In addition to these technical skills, you will have many opportunities to develop your leadership and decision-making techniques. You may also have opportunities to visit with local ranchers, or pobladores, to work on your Spanish language skills and learn more about rural poblador culture.
Wilderness First Responder
- Duration: 10 days
- 80-hour classroom-based course taught by NOLS Wilderness Medicine
This is the standard first aid course for outdoor professionals and provides you with the tools to make critical medical care and evacuation decisions in remote locations. The busy days will run from 8:00 am to 5:00 pm, with two evening sessions. You'll spend half of your time completing practical skills, case studies, and scenarios designed to challenge your decision-making abilities. Scenarios and practice sessions will take place both indoors and outdoors. Attendance is required for all scheduled classes. During your WFR, you'll be camping at the NOLS base.
Sea Kayaking
- Duration: 25-30 days
- Route length: 100 - 150 nautical miles
- Skills: paddle techniques, kayak rescue, coastal navigation, and seamanship
On this section, you’ll explore the island chains of Chile’s southern coast. The weather is often stormy here, which makes coastal travel both a mental and a physical challenge. When conditions are favorable for paddling, you may serenely glide along a flat calm sea at daybreak, or float quietly listening to a pod of dolphins in the distance. When conditions are unfavorable, you may find yourself holding down your tent in a battering wind, or watching the waves break on the shore while you wait for calmer seas. You’ll soon find that learning when not to paddle is as important as learning how to paddle.
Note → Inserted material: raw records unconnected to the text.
PR #5210, opened 2020-10-06
(proof-new) Make pnm protected and forward it to the nonlinear extension.

nafur:
This PR moved `d_pnm` in `Theory` from private to protected and then forwards it to the nonlinear extension constructor.


ajreynol (approved):
LGTM

PR #5214, opened 2020-10-06
Added proofFormatMode flag and trivially used flag

scottviteri:


src/smt/proof_manager.cpp
```diff
@@ -118,6 +121,10 @@ void PfManager::printProof(std::shared_ptr<ProofNode> pfn, Assertions& as)
   // TODO (proj #37) according to the proof format, print the proof node
   // leanPrinter(out, fp.get());
   std::ostream& out = *options::out();
+  if (options::proofFormatMode() == options::ProofFormatMode::LEAN) {
+    d_lpfpp->process(fp);
+    proof::leanPrinter(out, fp);
+  }
```
HanielB, line 127: Note that you should be clang-formatting.

src/proof/lean/lean_printer.h
```diff
@@ -14,23 +14,36 @@
...
+
+#include <iostream>
+#include "expr/proof_node.h"
+
+namespace CVC4 {
+namespace proof {
 
 enum LeanRule
 {
+  // in what format should I put these lean rules
```
HanielB, line 28: Let's try to follow the enumeration in `expr/proof_rule.h`. So an enum value for each lean of the Lean calculus.

scottviteri:
Woops doesn't compile

src/proof/lean/lean_printer.h
```diff
@@ -14,23 +14,37 @@
...
   // should print theorem statement
+  out << "hello world"
+      << "\n";
 
   // should traverse proof node, print each as a proof step, according to the
   // LEAN_RULE id in the LeanRule enum
   out << pfn;
 }
+
+#endif
```
HanielB, line 48: you should move this to the end of the file

src/proof/lean/lean_printer.h
Lachnitt: Can we make this an enum class?

HanielB: Yes, we should. So it should change to `enum class LeanRule : uint32_t`.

This section may start on one of the large rivers that proceeds from the Andes. You may have to portage or carry your kayaks to avoid rapids. Once on the sea, you’ll learn to read the weather, the ocean, the landscape, and your group’s strengths. Other classes will include route-finding, weather interpretation, boat handling, and tidal theory. By the end of the section, you’ll have a solid foundation in sea kayaking skills that you can take to any environment.
Cultural Immersion
- Duration: 8-10 days
- Live with a family in a remote campo (ranch) setting
- Total immersion in a Spanish-speaking Patagonian family community
This is the chance of a lifetime to experience rural campo living, a true part of the Patagonian experience. You’ll meet and learn from people who are passionate about the Patagonian wilderness and have a vast knowledge of the birds, animals, weather, trees, and plants found in Chile.
On this section, you will be fully immersed in the language, customs, and culture of Patagonian host families. Paired with another student, you will perform service-project style work with the families. Prior to meeting the host families, we will orient you to poblador culture, campo tasks and way of life, including working with livestock, using typical farm tools, and the daily custom of drinking the herbal tea known as yerba mate.
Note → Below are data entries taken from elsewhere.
PR #5216, opened 2020-10-07
Get correct NodeManagerScope for toStrings in API

makaimann:
Gets the correct `NodeManagerScope` for getting the `toString` of a term. The following program had strange output:
```
#include "cvc4/api/cvc4cpp.h"
using namespace CVC4::api;
using namespace std;
int main()
{
  Solver s;
  Term x = s.mkConst(s.getIntegerSort(), "x");
  cout << "x = " << x << endl;
  Solver s2;
  cout << "x = " << x << endl;
  return 0;
}
```

It was outputting:
```
x = x
x = var_267
```

Fixing the scope makes the output `x = x` both times, as expected.

Thanks @4tXJ7f for the guidance.


4tXJ7f (changes requested):
Thanks a lot for doing this. Could we do the same for `Sort` (https://github.com/CVC4/CVC4/blob/0c540b4b96a100ba1d280c700c6c360efeb24fc2/src/api/cvc4cpp.cpp#L1063) and maybe add simple unit tests in https://github.com/CVC4/CVC4/blob/master/test/unit/api/term_black.h and https://github.com/CVC4/CVC4/blob/master/test/unit/api/sort_black.h? It would be good to make sure that future refactorings don't break this functionality (we'll at some point get rid of `NodeManagerScope`).

makaimann:
Good point, thanks for the feedback! Addressed your comments in 777d7eeb8006814b3c4e508a26982fe783586be0 and expanded the sort test in 1bbd654e16d0e79cfcba232b280cc915675a99ed. Would we expect to have printing issues for sorts due to the scope as well? I tried it locally, and at least for the bit-vector and uninterpreted sorts I tested, it didn't seem to matter if we set the scope or not. Is there a more complicated sort I should test?

4tXJ7f (approved):
LGTM, thanks for the quick update. Heh, I was suprised to hear that `Sort::toString()` didn't fail in a similar manner. It turns out that `Sort` still uses `Expr`-level `Type` (https://github.com/CVC4/CVC4/blob/0c540b4b96a100ba1d280c700c6c360efeb24fc2/src/api/cvc4cpp.h#L649), which does the scoping [here](https://github.com/CVC4/CVC4/blob/0c540b4b96a100ba1d280c700c6c360efeb24fc2/src/expr/type.cpp#L232). Your test will be helpful for whoever changes the internal representation of `Sort` from `Type` to `TypeNode`.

While staying with your host family, your chores may include: food preparation, gardening, plowing farmland, harvesting crops, basic carpentry, chopping firewood, fetching water, hand washing laundry, shearing sheep, branding and castrating livestock, caring for livestock, milking cows, making cheese, animal slaughter, riding horses, making fires, tending the stove, clearing pasture, working with oxen, repairing fences, herding livestock, mending clothing, trail work, and using knives and machetes. Part of the culture of poblador families can be a division of tasks along gender lines, and this might be expected of students as well. This means that all students may not be able to participate in all activities.
Diet
The staple food on a campo is meat and potatoes with homemade breads and jams, rice, and beans. In the summer, the campo garden and greenhouse provide fresh produce. Please bear in mind that the concept of vegetarianism is not a part of the poblador custom, though you can have an adequate diet there without eating meat. If you have food allergies or sensitivities, we will need to know so that we can help you communicate this to your host family and make special arrangements.
Communication
During this section, your instructors will not be with you. However, each student will have access to either a satellite phone or HF radio to communicate with the instructor coordinating the section. Please remember that these homes are remote and do not have telephones, cell phones, television or Internet access. This level of remoteness and immersion is unique and affords a genuine experience. However, you must keep in mind the implications of illness and injury in this setting. All students will be expected to use their knowledge and judgment to take extra care to avoid injury to self and others during the entire course, and particularly during the cultural section.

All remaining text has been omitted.